Thornton leaned in. “The Muties do that for you. How long do you reckon you can maintain your population, paying in that coin?”

“It’s not a permanent solution, and you don’t understand how frightened everybody was after the attacks accelerated, how tired we were of hiding. You never knew when the Muties would strike or who would get to shelter. At least this way the deaths are predictable and you get a chance to say good-bye.”


It was horrible, but true. That didn’t mean I could see myself accepting such a deal.

The counterman went on, “And that’s why I won’t let you speak your piece in here. Nobody wants to anger the Muties by encouraging folk who mean to kill them.”

“Then I’ll honor my part of the bargain,” Morrow said. “If you’ll keep yours.”

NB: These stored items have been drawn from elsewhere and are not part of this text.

PR #492, opened 2026-06-08
feat(CubeMaster): support daemonless template image export via skopeo/umoci

lkml-likexu:
feat(CubeMaster): support daemonless template image export via skopeo/umoci

Building template images previously required a Docker daemon on the
cubemaster node to pull source images and export their root filesystem.
This adds an alternative, daemonless path that uses skopeo and umoci when
both are available, and falls back to Docker otherwise so existing
deployments keep working unchanged.

Running without a privileged Docker daemon reduces the node's attack
surface and runtime dependencies, and makes template builds easier to run
in restricted or rootless environments. The export strategy is chosen once
when the source image is resolved, so preparation and export stay
consistent.

Signed-off-by: Like Xu <likexu@tencent.com>

### DIFF
--- a/CubeMaster/docker/Dockerfile
+++ b/CubeMaster/docker/Dockerfile
@@ -22,7 +22,9 @@ RUN DEBIAN_FRONTEND=noninteractive apt-get install -y \
 	telnet \
 	tzdata \
 	vim \
-	wget
+	wget \
+	skopeo \
+	umoci
 
 RUN cp /usr/share/zoneinfo/Asia/Shanghai /etc/localtime
 RUN update-ca-certificates
--- a/CubeMaster/pkg/templatecenter/template_image.go
+++ b/CubeMaster/pkg/templatecenter/template_image.go
@@ -8,6 +8,7 @@ import (
 	"bytes"
 	"context"
 	"crypto/sha256"
+	"encoding/base64"
 	"encoding/hex"
 	"encoding/json"
 	"errors"
@@ -17,6 +18,7 @@ import (
 	"os"
 	"os/exec"
 	"path/filepath"
+	"regexp"
 	"sort"
 	"strconv"
 	"strings"
@@ -96,6 +98,7 @@ var deleteRootfsArtifactRecord = func(ctx context.Context, artifactID string) er
 	return store.db.WithContext(ctx).Unscoped().Table(constants.RootfsArtifactTableName).
 		Where("artifact_id = ?", artifactID).Delete(&models.RootfsArtifact{}).Error
 }
+var executableLookPath = exec.LookPath
 
 var ErrNoFailedTemplateReplicas = errors.New("no failed template replicas matched redo request")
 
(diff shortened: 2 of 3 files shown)


lkml-likexu:
Round-1 Fixed:

All six issues are fixed, the build passes, and the full templatecenter test package is green. Here's a summary of each fix in CubeMaster/pkg/templatecenter/template_image.go:

(1) Argument injection / CWE-88 in validateImageRef Added a strict character whitelist (^[A-Za-z0-9._:/@-]+$) so any reference containing whitespace or other argument delimiters is rejected — closing the registry.example.com/image --authfile /etc/shadow injection. The empty-ref and leading-dash checks are kept. Added "regexp" to imports.

(2) Missing doc comment on dockerlessExportImageRootfs Added a doc comment describing the flow (skopeo copy → umoci unpack → rename rootfs) and explaining why the scratch dir is placed under destRootfsDir's parent (same-filesystem rename to avoid EXDEV full copies).

(3) Duplicated parsing logic Extracted splitImageRef(imageRef) (name, tag string) for the shared prefix/digest/colon logic; imageTagFromRef and imageNameWithoutTagDigest now delegate to it with identical behavior.

(4) Nil-pointer guard in exportImageRootfs Added an explicit if source == nil check before dereferencing source.localRef, matching the defensive style of estimateImageSizeFromInspect.

(5) Noisy NOCC annotation Removed // NOCC:Path Traversal() from defer os.RemoveAll(workDir), since workDir comes from os.MkdirTemp (not a user-controlled path). The remaining annotations stay where dynamic values are genuinely involved.

(6) Test gap Added TestSplitImageRef (table-driven, covering no-colon, port-without-tag, port-with-tag, tag+digest after docker://, digest-without-tag, bare name+tag — also asserting imageTagFromRef/imageNameWithoutTagDigest) and TestValidateImageRef (valid refs plus injection attempts).

lkml-likexu:
Round-2 Fixed:

Fixed all three locations where json.Marshal errors were silently discarded. Build and the full templatecenter test package pass, no lint issues.

Changes in CubeMaster/pkg/templatecenter/template_image.go:

prepareDockerlessSourceImage (skopeo path, ~L1469): now returns fmt.Errorf("marshal image config: %w", err) and calls cleanup() first to release the temporary skopeo auth file.
prepareLocalSourceImage (redo/local docker path, ~L626): returns the wrapped error.
prepareDockerSourceImage (docker path, ~L1533): returns the wrapped error; the function's existing deferred cleanup still removes dockerConfigDir because the early return happens before removeDockerConfigDir = false.
All three now propagate the marshal failure instead of writing a zero-value config into the artifact record.

fslongjin (approved):
LGTM

fslongjin:
One concern with the new dockerless (`skopeo` + `umoci`) path is peak disk usage during snapshot/artifact creation.

The current docker path has an important optimization: when Phase 2 loop-mount streaming is available, it can stream `docker export` directly into the ext4 image, which avoids materializing a full intermediate rootfs on disk. In other words, the artifact-building side is close to “final ext4 only”.

The dockerless path does not have that property. It currently does:

1. `skopeo copy` into an on-disk OCI layout
2. `umoci unpack` into an on-disk bundle/rootfs
3. `mkfs.ext4 -d <rootfs>` to build the final ext4

So even though the code deletes the OCI layout early after unpack, the daemonless path still needs an unpacked rootfs on disk before ext4 creation. During the ext4 build stage, peak usage is roughly `rootfs + ext4`, which for larger images is typically around ~2.1x of the unpacked rootfs size (plus fixed overhead). That is materially higher than the optimized docker streaming path.

So I do think this change can reintroduce the “high peak disk usage while creating snapshots” problem that the docker path was specifically optimized to reduce. At minimum, I think the PR should call out this trade-off explicitly and explain whether it is acceptable for the intended deployment environments.

lkml-likexu:
@fslongjin Loop-mount requires higher privileges than running Docker does. In that scenario, docker-streaming and umoci raw unpack (to loop device) are essentially equivalent in terms of I/O resource consumption — in other words, umoci-streaming is technically feasible.

But in deployment environments that lack CAP_SYS_ADMIN, we can use neither docker-in-docker nor loop_mount. There, the current OCI-toolchain approach and its trade-off are acceptable — though the performance call-out is still warranted.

“Certainly,” the man replied.

He was obviously relieved as we put a couple of tables together, then Morrow leapt up on one. At first the Otterburn men yelled at him to get down, stop making a clown of himself, but he played a few bars on his pipe, and they took an interest. The tale that followed was wild and improbable—about a boy wizard who lived in a cupboard, then a giant came to fetch him to a magical school, thus commencing a bunch of adventures. We were all hanging on Morrow’s words when he wrapped up:

“And that’s the end … for now.”

To my astonishment, I had cold soup and a lukewarm drink before me. If I had anything of value, I’d pay him to keep talking. Sadly I didn’t and Morrow must be parched. I ate my meal quickly, sad for the folks of Otterburn and sorry for myself. There were no warriors here, so I’d failed on our first leg of the journey. I couldn’t defeat the horde without more men.

Then I put such self-pity aside because I did have a small troop and I had to provide for them. So I signaled the counterman and asked him, “Sir, if I promise to be gone in the morning, would you consent to let us bunk on the floor by the fire? It would be nice to pass the night under a warm roof before we go back into the wild.”